Reproduce the data exactly, leaving nothing out.

[INFORMATION Boundary: Start]

PR #4946, opened 2026-01-23
Add more migration sources

weiznich:
This PR adds more migration sources to diesel_migrations with the goal to make it easier to write different kinds of migrations in multi-crate deployments.

It adds a CombinedMigrations source that is essentially just a list of sources. The resulting list of migrations is just all migrations from all sources. That is useful for multi-crate projects as then each sub-project can have their own set of migrations (by using files or embedded migrations etc) and then combine them into a final list using this migration source.

As a second variant a RustMigrationSource is added. The goal there is to make it much easier to register rust based migrations by having some sort of typed interface for this. This migration source needs to know the connection type, not only the backend. This information is then used to internally receive the right connection type from the migration connection for the user. The user has the ability to provide different kinds of rust structs/functions all "migration. This includes closures, functions, a migration builder (that in turn accepts clousures but allows more fine grained configuration) or even custom types (via the provided trait).

# Rust migration source example:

[INFORMATION Boundary: End]

### [TASK RESPONSE]
PR #4946, opened 2026-01-23
Add more migration sources

weiznich:
This PR adds more migration sources to diesel_migrations with the goal to make it easier to write different kinds of migrations in multi-crate deployments.

It adds a CombinedMigrations source that is essentially just a list of sources. The resulting list of migrations is just all migrations from all sources. That is useful for multi-crate projects as then each sub-project can have their own set of migrations (by using files or embedded migrations etc) and then combine them into a final list using this migration source.

As a second variant a RustMigrationSource is added. The goal there is to make it much easier to register rust based migrations by having some sort of typed interface for this. This migration source needs to know the connection type, not only the backend. This information is then used to internally receive the right connection type from the migration connection for the user. The user has the ability to provide different kinds of rust structs/functions all "migration. This includes closures, functions, a migration builder (that in turn accepts clousures but allows more fine grained configuration) or even custom types (via the provided trait).

# Rust migration source example:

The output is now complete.